Flown to Britain for treatment at the Queen Elizabeth Hospital in Birmingham, she underwent numerous surgeries but made a strong recovery. Malala now lives with her father, mother and two brothers in Birmingham. She has been showered with human rights prizes, including the European Parliament's Sakharov Award.
Yet her memoir, "I Am Malala," published last year, reminded the world that she was still just a teenager — one who likes TV shows such as "Ugly Betty" and the cooking show "MasterChef," who worries about her clothes and her hair and wishes she was taller.
The Nobel committee said Satyarthi was carrying on the tradition of another great Indian, Mahatma Gandhi, who remains the most notable omission in the 113-year history of the Nobel Peace Prize.

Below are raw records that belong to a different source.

PR #289, opened 2021-08-31
#284 Make RepositoryError an enum

### LINKED ISSUE #284: Make RepositoryError an enum
We might want to have dedicated error types that we want to handle specially, e.g. "row already exists"; an enum makes this possible. 

For example:

```
pub enum RepositoryError {
    DatabaseError { msg: String },
    ...
}
```

clemens-msupply:
Closes #284.

Thanks to Chris M. for suggesting thiserror.

### DIFF
--- a/src/database/repository/diesel/mod.rs
+++ b/src/database/repository/diesel/mod.rs
@@ -52,7 +52,7 @@ impl From<DieselError> for RepositoryError {
                 };
                 format!("DIESEL_DATABASE_ERROR_{}", err_str)
             }
-            DieselError::NotFound => "DIESEL_NOT_FOUND".to_string(),
+            DieselError::NotFound => return RepositoryError::NotFound,
             DieselError::QueryBuilderError(_) => "DIESEL_QUERY_BUILDER_ERROR".to_string(),
             DieselError::DeserializationError(_) => "DIESEL_DESERIALIZATION_ERROR".to_string(),
             DieselError::SerializationError(_) => "DIESEL_SERIALIZATION_ERROR".to_string(),
--- a/src/database/repository/diesel/mod.rs
+++ b/src/database/repository/diesel/mod.rs
@@ -40,8 +40,12 @@ impl From<DieselError> for RepositoryError {
             DieselError::InvalidCString(_) => "DIESEL_INVALID_C_STRING".to_string(),
             DieselError::DatabaseError(err, _) => {
                 let err_str = match err {
-                    DieselDatabaseErrorKind::UniqueViolation => "UNIQUE_VIOLATION",
-                    DieselDatabaseErrorKind::ForeignKeyViolation => "FOREIGN_KEY_VIOLATION",
+                    DieselDatabaseErrorKind::UniqueViolation => {
+                        return RepositoryError::UniqueViolation
+                    }
+                    DieselDatabaseErrorKind::ForeignKeyViolation => {
+                        return RepositoryError::ForeignKeyViolation
+                    }
                     DieselDatabaseErrorKind::UnableToSendCommand => "UNABLE_TO_SEND_COMMAND",
                     DieselDatabaseErrorKind::SerializationFailure => "SERIALIZATION_FAILURE",
                     _ => "UNKNOWN",
@@ -57,14 +61,14 @@ impl From<DieselError> for RepositoryError {
             _ => "DIESEL_UNKNOWN".to_string(),
         };
 
-        RepositoryError { msg }
+        RepositoryError::DBError { msg }
     }
 }
 
 fn get_connection(
     pool: &Pool<ConnectionManager<DBBackendConnection>>,
 ) -> Result<PooledConnection<ConnectionManager<DBBackendConnection>>, RepositoryError> {
-    pool.get().map_err(|_| RepositoryError {
+    pool.get().map_err(|_| RepositoryError::DBError {
         msg: "Failed to open Connection".to_string(),
     })
 }
--- a/src/database/repository/pgsqlx/mod.rs
+++ b/src/database/repository/pgsqlx/mod.rs
@@ -34,7 +34,7 @@ impl From<sqlx::Error> for RepositoryError {
             sqlx::Error::Io(_) => "SQLX_ERROR_IO",
             sqlx::Error::Tls(_) => "SQLX_ERROR_TLS",
             sqlx::Error::Protocol(_) => "SQLX_ERROR_PROTOCOL",
-            sqlx::Error::RowNotFound => "SQLX_ERROR_ROW_NOT_FOUND",
+            sqlx::Error::RowNotFound => return RepositoryError::UniqueViolation,
             sqlx::Error::ColumnIndexOutOfBounds { index: _, len: _ } => {
                 "SQLX_ERROR_COLUMN_INDEX_OUT_OF_BOUNDS"
             }
@@ -51,7 +51,7 @@ impl From<sqlx::Error> for RepositoryError {
             _ => "SQLX_ERROR_UNKNOWN",
         });
 
-        RepositoryError { msg }
+        RepositoryError::DBError { msg }
     }
 }
 
--- a/Cargo.lock
+++ b/Cargo.lock
@@ -2850,6 +2850,7 @@ dependencies = [
  "serde_json",
  "sha2",
  "sqlx",
+ "thiserror",
  "tokio 0.2.25",
  "uuid",
 ]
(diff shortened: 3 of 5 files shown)


src/database/repository/diesel/mod.rs
```diff
@@ -57,14 +61,14 @@ impl From<DieselError> for RepositoryError {
             _ => "DIESEL_UNKNOWN".to_string(),
         };
 
-        RepositoryError { msg }
+        RepositoryError::DBError { msg }
```
andreievg, line 64: Shouldn't we just store the errors ? And implement our own display or debug on RepositoryError (in case we are passing it on to front end) ?

See SettingError
```rust
pub enum RepositoryError {
    Diesel(DieselError),
    Sqlite(...)
}
...
fn from(err: DieselError) -> Self {
       Diesel(err)
}
..
// or debug or own trait for error response to front end
impl Display for RepositoryError {
    fn fmt(&self, f: &mut std::fmt::Formatter<'_>) -> Result {
        match { 
              Sqlite(err) => ..,
              Diesel(err)=> ...

```

clemens-msupply: Not sure if we would ever need the original error? the error probably not even leaves the backend and gets mapped to an error message that is returned in GraphQL...

Since the Repository is the layer between DB/ORM and the rest of the app I wouldn't actually "leak" the DB specific errors out of it. (Event though the DBError msg is DB/ORM specific but I think that is a reasonable compromise)

My main motivation was to be able to define some RepositoryErrors that are DB/ORM independent and can be handled in our code, e.g. RepositoryError::NotFound. The RepositoryError::DBError is just a bucket for all other errors.

andreievg: > Not sure if we would ever need the original error?

I think we would, I would assume we will have logging (of full error). And we might decide to send more information to the front end. 

Our operations outside of API may also consume a RepositoryErrors differently to API.

Although I've made that comment without fully looking at context, I'll have a deeper look (just thought that remapping is best done at the error consumption vs  propagation).

chris-morgan: Rule of thumb: keep the original error objects as long as possible, and avoid converting to strings unnecessarily. Such conversions are generally lossy (for example, the error may have another error as context, which applied recursively is similar to a stack trace) and take extra effort, while typically not making anything easier.

clemens-msupply: The point of the the Repository is to separate the DB from the rest of the code. Thus, we shouldn't use the original error for our business logic, e.g. if we decide to change ORM or DB our error handling breaks.

However, if we are just talking about debugging, I would say yes we can keep the original value in a our enum, e.g. in an source or origin field.

andreievg: ok, if we going for full abstraction (on top of ORM), then I guess repository error can remap everything from diesel error into it's own form. Including all other data from diesel error (all messages that would be needed upstream, i.e. DatabaseErrorInformation content). <- I guess this can be done on per case scenario.

or we could just store diesel error an implement 'from' for various consumers. (from traits would need to be re-implemented if we swap DB or ORM)

up to you.

I agree with Chris that string constants are pretty much redundant in rust, we can map from enums to string representation at the layer that need to serialize them (API error return etc..) <- that would be good to do in this PR

wlthomson: I agree with @clemens-msupply re. repositories providing a database agnostic interface to the consumer, but I also agree that errors are a bit of an exception in that we want to expose as much implementation detail as we can. I think the idea of a `source` field would do the job nicely (I assume this would be stored as a trait object or an enum of its own?).

src/database/repository/pgsqlx/mod.rs
```diff
@@ -34,7 +34,7 @@ impl From<sqlx::Error> for RepositoryError {
             sqlx::Error::Io(_) => "SQLX_ERROR_IO",
             sqlx::Error::Tls(_) => "SQLX_ERROR_TLS",
             sqlx::Error::Protocol(_) => "SQLX_ERROR_PROTOCOL",
-            sqlx::Error::RowNotFound => "SQLX_ERROR_ROW_NOT_FOUND",
+            sqlx::Error::RowNotFound => return RepositoryError::UniqueViolation,
```
wlthomson, line 37: Hmm, this is a little unintuitive to me it would be nice if we could handle these cases in a separate expression... maybe with an `if let`?

wlthomson (approved):

src/database/repository/pgsqlx/mod.rs
clemens-msupply: Didn't like it much either... What would you do? Only thing I could think of is transforming everything directly into a `RepositoryError`, e.g. `RepositoryError::DbError { msg: "SQLX_ERROR_ROW_NOT_FOUND".to_string() }`

src/database/repository/diesel/mod.rs
clemens-msupply: Ok lets keep this discussion in mind when we do some error handling. I will just merge these changes for now since I think its at least a slight improvement to the previous error struct.

src/database/repository/pgsqlx/mod.rs
wlthomson: I was just thinking of something uncomplicated like:

```
impl From<sqlx::Error> for RepositoryError {
    fn from(err: sqlx::Error) -> Self {
        if let err = sqlx::Error::RowNotFound {
            return RepositoryError::UniqueViolation;
        }

        let msg = String::from(match err {
            sqlx::Error::Configuration(_) => "SQLX_ERROR_CONFIGURATION",
            sqlx::Error::Database(_) => "SQLX_ERROR_DATABASE",
            sqlx::Error::Io(_) => "SQLX_ERROR_IO",
            sqlx::Error::Tls(_) => "SQLX_ERROR_TLS",
            sqlx::Error::Protocol(_) => "SQLX_ERROR_PROTOCOL",
            sqlx::Error::ColumnIndexOutOfBounds { index: _, len: _ } => {
                "SQLX_ERROR_COLUMN_INDEX_OUT_OF_BOUNDS"
            }
            sqlx::Error::ColumnNotFound(_) => "SQLX_ERROR_COLUMN_NOT_FOUND",
            sqlx::Error::ColumnDecode {
                index: _,
                source: _,
            } => "SQLX_ERROR_COLUMN_DECODE",
            sqlx::Error::Decode(_) => "SQLX_ERROR_DECODE",
            sqlx::Error::PoolTimedOut => "SQLX_ERROR_POOL_TIMED_OUT",
            sqlx::Error::PoolClosed => "SQLX_ERROR_POOL_CLOSED",
            sqlx::Error::WorkerCrashed => "SQLX_ERROR_WORKER_CRASHED",
            sqlx::Error::Migrate(_) => "SQLX_ERROR_MIGRATE",
            _ => "SQLX_ERROR_UNKNOWN",
        });

        RepositoryError::DBError { msg }
    }
}
```

wlthomson: For now, I was just thinking of something uncomplicated like:

```
impl From<sqlx::Error> for RepositoryError {
    fn from(err: sqlx::Error) -> Self {
        if let err = sqlx::Error::RowNotFound {
            RepositoryError::UniqueViolation
        } else {
	        let msg = String::from(match err {
	              sqlx::Error::Configuration(_) => "SQLX_ERROR_CONFIGURATION",
	              sqlx::Error::Database(_) => "SQLX_ERROR_DATABASE",
	              sqlx::Error::Io(_) => "SQLX_ERROR_IO",
	              sqlx::Error::Tls(_) => "SQLX_ERROR_TLS",
	              sqlx::Error::Protocol(_) => "SQLX_ERROR_PROTOCOL",
	              sqlx::Error::ColumnIndexOutOfBounds { index: _, len: _ } => {
	                  "SQLX_ERROR_COLUMN_INDEX_OUT_OF_BOUNDS"
	              }
	              sqlx::Error::ColumnNotFound(_) => "SQLX_ERROR_COLUMN_NOT_FOUND",
	              sqlx::Error::ColumnDecode {
	                  index: _,
	                  source: _,
	              } => "SQLX_ERROR_COLUMN_DECODE",
	              sqlx::Error::Decode(_) => "SQLX_ERROR_DECODE",
	              sqlx::Error::PoolTimedOut => "SQLX_ERROR_POOL_TIMED_OUT",
	              sqlx::Error::PoolClosed => "SQLX_ERROR_POOL_CLOSED",
	              sqlx::Error::WorkerCrashed => "SQLX_ERROR_WORKER_CRASHED",
	              sqlx::Error::Migrate(_) => "SQLX_ERROR_MIGRATE",
	              _ => "SQLX_ERROR_UNKNOWN",
	          });
        	RepositoryError::DBError { msg }
		}
    }
}
```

"Showing great personal courage, Kailash Satyarthi, maintaining Gandhi's tradition, has headed various forms of protests and demonstrations, all peaceful, focusing on the grave exploitation of children for financial gain," the committee said.
A.N.S. Ahmed, a well-known sociologist in India, said the award should prod the Indian government to do more in a country where a large number of children must support their families by engaging in dangerous jobs.
"The award will have a deep impact not just on the Indian government, but also on the civil society, to work with passion and improve the condition of children by enforcing their rights," he said.
The founder of the Nobel Prizes, Swedish industrialist Alfred Nobel, said the prize should go to "the person who shall have done the most or the best work for fraternity between nations, for the abolition or reduction of standing armies and for the holding and promotion of peace congresses."
The committee has interpreted those instructions differently over time, widening the concept of peace work to include efforts to improve human rights, fight poverty and clean up the environment.
The Nobel Prizes in medicine, chemistry, physics and literature were announced earlier this week. The economics award will be announced on Monday.
All awards will be handed out on Dec. 10, the anniversary of Nobel's death in 1896.